Last modified: 05 December 2014

Saltmarsh, mudflats and creeks, Titchwell Marsh

Coastal saltmarsh at Titchwell helped protect the reserve from the impact of the storm surge

Image: Andy Hay

Work to repair and improve sea defences at Titchwell Marsh nature reserve has been completed one year after the largest storm surge event in more than 60 years hit the North Norfolk Coast.

Thanks to £15,000 from Norfolk County Council’s Coastal Fund and £3,000 each from The Paul Bassham Charitable Trust and The Lesley Mary Carter Charitable Trust, together with money donated by RSPB members to a national storm surge appeal which raised £185,000, the RSPB has been able to reinforce the sea wall against erosion after the battering it received during the storm surge last December.

The storm, which caused extensive flooding up and down the Norfolk and Suffolk coasts, damaging thousands of properties, had a big impact on many coastal nature reserves and important wildlife habitats.

Only the completion of coastal realignment work carried out in 2011 saved Titchwell’s important freshwater reedbeds, where bitterns, marsh harriers, avocets and bearded tits nest, from being inundated by the sea.

By moving the nature reserve’s main sea wall further inland the Titchwell Marsh Coastal Change Project created a coastal saltmarsh to act as a buffer to absorb and dissipate the sea’s energy and gave the seawater somewhere to go.
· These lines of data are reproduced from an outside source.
PR #10369, opened 2025-07-17
docs: prioritize search results

melindafekete:
**What**
This PR introduces a system to prioritize search results within the docs, improving the search experience.

**Why?**
Currently, all pages hold equal weight, which can cause specific, low-level API endpoints to rank higher than our best pages for conceptual overviews or important reference guides. This change implements a priority system to ensure that key pages are more visible in search results, while still leveraging Algolia's powerful relevance algorithm. In addition, deprecated pages should not show up in search.

**Details**

- **Algolia crawler config**: The hosted crawler's configuration has been modified to extract a numerical priority attribute from a <meta name="search_priority" ...> tag present in the page's HTML. This attribute has been added to our index's customRanking settings, causing pages with a higher priority value to rank higher.

- **SearchPriority component**: `src/components/SearchPriority.jsx` provides an API  to assign a search priority or exclude a page from search by adding a single line to an .mdx file. This component is responsible for rendering the correct <meta> tag that the crawler reads.

This new system is documented in the docs README.md.

This PR also removes the deprecated Slack integration documentation.


nunogois (approved):
Great job! 🎖️

PR #10375, opened 2025-07-21
chore: sift metrics on both endpoints

nunogois:
https://linear.app/unleash/issue/2-3696/report-unknown-flags-when-sent-to-the-bulk-metrics-endpoint

Unifies metrics sifting logic across both metrics endpoints:
- `/metrics`
- `/metrics/bulk`

This PR improves consistency between the `/metrics` and `/metrics/bulk` endpoints by introducing a shared `siftMetrics` method, now used within `registerBulkMetrics`. Both endpoints already call this method at the end of their respective logic flows, ensuring that metrics are sifted in the same way regardless of the path taken.

While the primary goal was to enable reporting of unknown flags via the `/metrics/bulk` endpoint, this change also improves bulk processing by consistently dropping invalid or unknown flags before insertion, just like in the regular `/metrics` endpoint.

### DIFF
--- a/src/lib/features/metrics/client-metrics/metrics-service-v2.ts
+++ b/src/lib/features/metrics/client-metrics/metrics-service-v2.ts
@@ -187,9 +187,12 @@ export default class ClientMetricsServiceV2 {
         const metricsByToggle = new Map<string, IClientMetricsEnv[]>();
         for (const m of metrics) {
             if (m.yes === 0 && m.no === 0) continue;
-            const arr = metricsByToggle.get(m.featureName) ?? [];
+            let arr = metricsByToggle.get(m.featureName);
+            if (!arr) {
+                arr = [];
+                metricsByToggle.set(m.featureName, arr);
+            }
             arr.push(m);
-            metricsByToggle.set(m.featureName, arr);
         }
         if (metricsByToggle.size === 0) return [];
 


src/lib/features/metrics/client-metrics/metrics-service-v2.ts
```diff
@@ -178,12 +179,75 @@ export default class ClientMetricsServiceV2 {
...
+
+        const { validatedToggleNames, unknownToggleNames } =
+            await this.filterExistingToggleNames(toggleNames);
+
+        const validatedSet = new Set(validatedToggleNames);
+        const unknownSet = new Set(unknownToggleNames);
+
+        const invalidCount = toggleNames.length - validatedSet.size;
+        this.logger.debug(
+            `Got ${toggleNames.length} metrics (${invalidCount > 0 ? `${invalidCount} invalid` : 'all valid'}).`,
```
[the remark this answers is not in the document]
nunogois: Nah.

src/lib/features/metrics/client-metrics/metrics-service-v2.ts
```diff
@@ -178,12 +179,75 @@ export default class ClientMetricsServiceV2 {
...
+        }
+        if (metricsByToggle.size === 0) return [];
+
+        const toggleNames = Array.from(metricsByToggle.keys());
+
+        const { validatedToggleNames, unknownToggleNames } =
+            await this.filterExistingToggleNames(toggleNames);
+
+        const validatedSet = new Set(validatedToggleNames);
+        const unknownSet = new Set(unknownToggleNames);
```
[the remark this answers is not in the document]
nunogois: Out of scope, maybe in a future PR.

src/lib/features/metrics/client-metrics/metrics-service-v2.ts
```diff
@@ -178,12 +179,75 @@ export default class ClientMetricsServiceV2 {
...
+
+        const invalidCount = toggleNames.length - validatedSet.size;
```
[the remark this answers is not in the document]
nunogois: Both should already be deduped at this point, so we're comparing deduped with deduped, which is fine.

src/lib/features/metrics/client-metrics/metrics-service-v2.test.ts
```diff
@@ -113,7 +113,7 @@ test('process metrics properly even when some names are not url friendly, filter
     );
 
     // only toggle with a bad name gets filtered out
-    expect(eventBus.emit).not.toHaveBeenCalled();
+    expect(eventBus.emit).toHaveBeenCalledTimes(1);
```
gastonfournier, line 116: Is this with some event for unknown flags?

src/lib/features/metrics/client-metrics/metrics-service-v2.ts
```diff
@@ -178,12 +179,75 @@ export default class ClientMetricsServiceV2 {
...
+    ): Promise<IClientMetricsEnv[]> {
+        if (!metrics.length) return [];
+
+        const metricsByToggle = new Map<string, IClientMetricsEnv[]>();
+        for (const m of metrics) {
+            if (m.yes === 0 && m.no === 0) continue;
+            const arr = metricsByToggle.get(m.featureName) ?? [];
+            arr.push(m);
+            metricsByToggle.set(m.featureName, arr);
+        }
```
gastonfournier:
```ts
for (const m of metrics) {
    if (m.yes === 0 && m.no === 0) continue;
    let arr = metricsByToggle.get(m.featureName);
    if (!arr) {
        arr = [];
        metricsByToggle.set(m.featureName, arr);
    }
    arr.push(m);
}
```
Micro-optimization, I think the cost might be negligible. Just sharing what I considered but I also think this is fine

src/lib/features/metrics/client-metrics/metrics-service-v2.ts
```diff
@@ -178,12 +179,75 @@ export default class ClientMetricsServiceV2 {
...
+            this.unknownFlagsService.register(unknownFlags);
+        }
+
+        const siftedMetrics: IClientMetricsEnv[] = [];
+        for (const [featureName, group] of metricsByToggle) {
+            if (validatedSet.has(featureName)) {
+                siftedMetrics.push(...group);
+            }
+        }
+        return siftedMetrics;
```
gastonfournier, line 242: I stopped a second to consider the memory footprint of this, because we ingest metrics and generate 2 new arrays out of those metrics (the arrays are mutually exclusive). But I couldn't find an easy workaround... so this seems to be optimal already

src/lib/features/metrics/client-metrics/metrics-service-v2.test.ts
nunogois, line 116: We used to only emit `CLIENT_METRICS` if we had at least one valid flag name in our `/metrics`. However this is not consistent with the `/metrics/bulk` endpoint, which emits it anyways. 

This means that we need to make a choice here if we want to be consistent:
 - Always emit it
 - Only emit it after sifting the metrics, so we can check that we have at least one valid metric

Option 1 seemed easier.

src/lib/features/metrics/client-metrics/metrics-service-v2.ts
```diff
@@ -178,12 +179,75 @@ export default class ClientMetricsServiceV2 {
         return toggleNames;
     }
 
+    private async siftMetrics(
```
nunogois, line 182: This method essentially extracts what we were already doing for filtering/validating in our `registerClientMetrics` method, makes it work for `IClientMetricsEnv[]` instead and optimizes it.

src/lib/features/metrics/client-metrics/metrics-service-v2.test.ts
nunogois: No, this is the `CLIENT_METRICS` event. Since we no longer do our sifting _before_ emitting the event, only after, this now always gets emitted. See: https://github.com/Unleash/unleash/pull/10375#discussion_r2218816656

gastonfournier: But I'd argue we don't want to process additional events if there's nothing to do with it... the event handler would later discard the event, so I think the sooner we discard it the better (unless there's some reason behind emitting the event)

src/lib/features/metrics/client-metrics/metrics-service-v2.ts
nunogois: Thanks, addressed in https://github.com/Unleash/unleash/pull/10375/commits/28060a37c646675be5c9159a1997b4123af2cb05

src/lib/features/metrics/client-metrics/metrics-service-v2.test.ts
nunogois: Are you suggesting option 2 would be preferable? Mind if I leave it for a follow up PR?

nunogois: Just to be clear, these are the 2 places where we emit it:

### /metrics

https://github.com/Unleash/unleash/blob/c1df04548dd8742804d50efe3f8038a2423128cf/src/lib/features/metrics/client-metrics/metrics-service-v2.ts#L270

### /metrics/bulk

https://github.com/Unleash/unleash/blob/c1df04548dd8742804d50efe3f8038a2423128cf/src/lib/features/metrics/instance/metrics.ts#L279

If we want to go with option 2, my suggestion would be to remove these 2 calls and instead emit only after sifting, in `registerBulkMetrics`.

gastonfournier: It doesn't hurt to do it later.

> If we want to go with option 2, my suggestion would be to remove these 2 calls and instead emit only after sifting, in registerBulkMetrics.

I think it's a good suggestion. But we should try to understand why we emit this event and whether it's safe to be removed when there's no data to process. From the top of my head I can't find a good reason for emitting it...

nunogois: This is the only listener I found:

https://github.com/Unleash/unleash/blob/c1df04548dd8742804d50efe3f8038a2423128cf/src/lib/metrics.ts#L1083

It's used to increment our `featureFlagUsageTotal` (`feature_toggle_usage_total`) prom counter based on the metrics we're sending along with the event. 

I assume it's fine (and an optimization, even) to only increment these counters for actual, valid, real flags, instead of all flags that we're receiving. So I'm still leaning towards my suggestion. 

WDYT?

gastonfournier: > I assume it's fine (and an optimization, even) to only increment these counters for actual, valid, real flags, instead of all flags that we're receiving. 

Yes, I think so.

> So I'm still leaning towards my suggestion.

Which was instead emit only after sifting, in registerBulkMetrics? I think to emit after sifting only if there's something left, makes sense

nunogois: Yes, exactly! I'll link the PR here once it's ready, for reference.

nunogois: Here it is: https://github.com/Unleash/unleash/pull/10376

PR #10376, opened 2025-07-21
chore: emit CLIENT_METRICS event after sifting

nunogois:
https://linear.app/unleash/issue/2-3705/only-emit-client-metrics-after-sifting-metrics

The sea wall was also reinforced and made taller so that when the tidal surge caused by last December’s storm reached the wall the sea was kept out, with only a small amount of seawater “over-topping”. (note 1.)
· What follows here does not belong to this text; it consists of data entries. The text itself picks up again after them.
PR #10388, opened 2025-07-22
Show change request stage timestamps in UI

thomasheartman:
Adds a timestamp for each state we have time (and that isn't a state downstream from the current state) in the CR timeline.

image

The timestamp respects the user's preferred locale and uses the `time` element.

I've used the current name of the API payload's timestamps as it stands on the enterprise main branch for now. This name is not set in any schemas yet, so it is likely to change. Because it's not currently exposed to any users, that will not cause any issues. Name suggestions are welcome if you have them.

We only show timestamps for states up to and including the current state. Timestamps for downstream states (such as "approved" if you're in the "in review" state), will not be shown, even if they exist in the payload. (There are some decisions to make on whether to include these in the payload at all or not.)

There's no flags in this PR. They're not necessary If the API payload doesn't contain the timestamp, we just don't render the timestamp, and the timeline looks the way it always did:
image

## Bonus work

In the `ChangeRequestTimeline.tsx` file, I've made a few extra changes:
- `createTimelineItem` and `createScheduledTimelineItem` have become normal React components (`TimelineItem` and `ScheduledTimelineItem`) and are being called as such (in accordance with [React recommendations](https://react.dev/reference/rules/react-calls-components-and-hooks#never-call-component-functions-directly)).
- I've updated the subtitles for schedules to also use the time element, to improve HTML structure.

## Outstanding work

There's a few things that still need to be sorted out (primarily with UX). Mainly about how we handle scheduled items, which already have time information. For now, it looks like this:

image

image

### DIFF
--- a/frontend/src/component/changeRequest/ChangeRequestOverview/ChangeRequestTimeline/ChangeRequestTimeline.tsx
+++ b/frontend/src/component/changeRequest/ChangeRequestOverview/ChangeRequestTimeline/ChangeRequestTimeline.tsx
@@ -13,8 +13,7 @@ import type {
 import { HtmlTooltip } from '../../../common/HtmlTooltip/HtmlTooltip.tsx';
 import ErrorIcon from '@mui/icons-material/Error';
 import { useLocationSettings } from 'hooks/useLocationSettings';
-import { formatDateYMDHM } from 'utils/formatDate';
-import type { ReactNode } from 'react-markdown/lib/react-markdown';
+import { formatDateYMDHM } from 'utils/formatDate.ts';
 
 export type ISuggestChangeTimelineProps = {
     timestamps?: Record<ChangeRequestState, string>;
@@ -111,9 +110,10 @@ export const ChangeRequestTimeline: FC<ISuggestChangeTimelineProps> = ({
             <StyledBox>
                 <StyledTimeline>
                     {data.map((title, index) => {
-                        const timestampComponent = timestamps?.[title] ? (
-                            <Timestamp timestamp={timestamps?.[title]} />
-                        ) : undefined;
+                        const timestampComponent =
+                            index <= activeIndex && timestamps?.[title] ? (
+                                <Timestamp timestamp={timestamps?.[title]} />
+                            ) : undefined;
 
                         if (schedule && title === 'Scheduled') {
                             return (
--- a/frontend/src/component/changeRequest/ChangeRequestOverview/ChangeRequestTimeline/ChangeRequestTimeline.tsx
+++ b/frontend/src/component/changeRequest/ChangeRequestOverview/ChangeRequestTimeline/ChangeRequestTimeline.tsx
@@ -9,6 +9,7 @@ import TimelineContent from '@mui/lab/TimelineContent';
 import type {
     ChangeRequestSchedule,
     ChangeRequestState,
+    ChangeRequestType,
 } from '../../changeRequest.types';
 import { HtmlTooltip } from '../../../common/HtmlTooltip/HtmlTooltip.tsx';
 import ErrorIcon from '@mui/icons-material/Error';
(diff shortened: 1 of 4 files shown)


frontend/src/component/changeRequest/ChangeRequestOverview/ChangeRequestTimeline/ChangeRequestTimeline.tsx
```diff
@@ -102,17 +109,24 @@ export const ChangeRequestTimeline: FC<ISuggestChangeTimelineProps> = ({
...
 
     return (
         <StyledPaper elevation={0}>
             <StyledBox>
                 <StyledTimeline>
                     {data.map((title, index) => {
+                        const timestampComponent =
+                            index <= activeIndex && timestamps?.[title] ? (
+                                <Timestamp timestamp={timestamps?.[title]} />
+                            ) : undefined;
```
thomasheartman, line 121: This is a stopgap solution: only show timestamps up to and including the current state. In other words, don't show timestamps for states after the current. 

The prime example as to why we want this is where you make changes to a CR after getting it approved. That will reset the CR to in review, but we'll still have a timestamp for when you entered the approved state. 

This is probably something we want to filter out on the back end, but for now, this takes care of it.

frontend/src/component/changeRequest/ChangeRequestOverview/ChangeRequestTimeline/ChangeRequestTimeline.tsx
```diff
@@ -132,11 +146,17 @@ export const ChangeRequestTimeline: FC<ISuggestChangeTimelineProps> = ({
                             timelineDotProps = { variant: 'outlined' };
                         }
 
-                        return createTimelineItem(
-                            color,
-                            title,
-                            index < data.length - 1,
-                            timelineDotProps,
+                        return (
+                            <TimelineItem
```
thomasheartman, line 150: I've changed TimelineScheduleItem and TimelineItem to be react components instead of functions. This, as far as I understand, is in line with React best practices ([never call component functions directly](https://react.dev/reference/rules/react-calls-components-and-hooks#never-call-component-functions-directly))

frontend/src/component/changeRequest/ChangeRequestOverview/ChangeRequestTimeline/ChangeRequestTimeline.tsx
```diff
@@ -102,17 +109,24 @@ export const ChangeRequestTimeline: FC<ISuggestChangeTimelineProps> = ({
...
 
     return (
         <StyledPaper elevation={0}>
             <StyledBox>
                 <StyledTimeline>
                     {data.map((title, index) => {
+                        const timestampComponent =
+                            index <= activeIndex && timestamps?.[title] ? (
+                                <Time dateTime={timestamps?.[title]} />
+                            ) : undefined;
```
thomasheartman, line 121: This is a stopgap solution: only show timestamps up to and including the current state. In other words, don't show timestamps for states after the current.

The prime example as to why we want this is where you make changes to a CR after getting it approved. That will reset the CR to in review, but we'll still have a timestamp for when you entered the approved state.

This is probably something we want to filter out on the back end, but for now, this takes care of it.

kwasniew: so maybe it's worth extracting into intention revealing name for the condition. Or to leave a comment. Your inline github comment will not be visible in code after merging this PR

kwasniew (approved):
quality change

frontend/src/component/changeRequest/ChangeRequestOverview/ChangeRequestTimeline/ChangeRequestTimeline.tsx
thomasheartman: Good call. Added a comment for now.

PR #10389, opened 2025-07-22
chore: remove unkonwn flags

gastonfournier:
We're iterating over the keys of experimental and checking if they're enabled: https://github.com/Unleash/unleash/blob/e140ab63e1a730775f589ad1d07e70a6a9b6a3bc/src/lib/util/flag-resolver.ts#L26 which leads to this big list of unknown flags

This comes from our report:
image

### DIFF
--- a/src/lib/types/experimental.ts
+++ b/src/lib/types/experimental.ts
@@ -9,7 +9,6 @@ export type IFlagKey =
     | 'anonymiseEventLog'
     | 'encryptEmails'
     | 'enableLicense'
-    | 'enableLicenseChecker'
     | 'responseTimeWithAppNameKillSwitch'
     | 'maintenanceMode'
     | 'messageBanner'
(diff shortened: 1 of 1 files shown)


gastonfournier:
> LGTM.
> 
> Do you know why we're doing this?

Maintenance and because we've noticed these flags existing in the unknown flags and they're not used in our codebase, so I think this is a valid use case for our unknown flags feature, which helps us optimize the payload size of our ui-config response

nunogois:
> > LGTM.
> > Do you know why we're doing this?
> 
> Maintenance and because we've noticed these flags existing in the unknown flags and they're not used in our codebase, so I think this is a valid use case for our unknown flags feature, which helps us optimize the payload size of our ui-config response

Oh I agree completely, what I meant is: Why are we evaluating every flag / calling getAll? Just curious. I can also look into it on my own sometime later, no worries.

gastonfournier:
> > > LGTM.
> > > Do you know why we're doing this?
> > 
> > 
> > Maintenance and because we've noticed these flags existing in the unknown flags and they're not used in our codebase, so I think this is a valid use case for our unknown flags feature, which helps us optimize the payload size of our ui-config response
> 
> Oh I agree completely, what I meant is: Why are we evaluating every flag / calling getAll? Just curious. I can also look into it on my own sometime later, no worries.

It's for the ui-config. Reason why we should migrate to frontend API instead. This was our poorsman solution to not having frontend API 3y ago...

PR #10399, opened 2025-07-23
Add timestampsInChangeRequestTimeline flag

thomasheartman:
Adds flag to OSS for the new timestamps in CR timeline capability.

We might not need them in the UI, but might as well add it in case.


kwasniew (approved):
I usually try to keep flag names shorter :)

PR #10413, opened 2025-07-24
feat: series query warning

Tymek:
## About the changes
Warnings and limit when trying to show high cardinality data

image


frontend/src/hooks/api/getters/useImpactMetricsData/useImpactMetricsData.ts
```diff
@@ -10,6 +10,7 @@ export type ImpactMetricsSeries = {
     data: TimeSeriesData;
 };
 
+// TODO: use OpenAPI types
```
thomasheartman: Can we tag this with a flag or something so that we remember to fix this at some point? 

Something like this, just with the right flag name?
```suggestion
// TODO(impactMetrics): use OpenAPI types
```

thomasheartman (approved):

PR #10421, opened 2025-07-29
feat: Timeline for cancelled CRs

thomasheartman:
Shows the cancelled state in the timeline for cancelled CRs. Extracts steps into a separate file.

Also, if timestamps are present, it will dynamically show the steps we have times for for rejected and cancelled CRs.

If we do not have timestamps, it'll use the old behavior for displaying rejected steps, but does add a new one for cancelled steps, which includes 'Draft', 'In review', 'Approved', 'Cancelled'. 

CRs can be cancelled after:
- In review
- Approved

CRs can be rejected after:
- In review
- Schedule

For other states, use the existing steps. Cancelled and Rejected are both terminal states, so there's no future steps to show.

Regardless of what we have timestamps for, always show 'Draft', 'In review' and the final state (Rejected | Cancelled). 

## Gallery

Cancellations
image

image

Rejections 
image

image

New cancelled steps without timestamps:
image


nunogois (approved):
Nice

Natural coastal features like saltmarshes, sand dunes and shingle banks can all help to reduce the impact of coastal flooding at the same time as providing important habitats for wildlife.

At the time, RSPB Futurescape Officer Lotte Large wrote: “last night nature helped protect us from the storm”.

One year on, Laurence Rose, the RSPB’s Senior Sites Manager at Titchwell Marsh, said, “This year’s repairs and the increasing protection provided by the saltmarsh as it matures, should ensure that Titchwell remains a safe home for rare wildlife, as well as a place for people to come and enjoy seeing birds, otters and water voles, for many years to come.”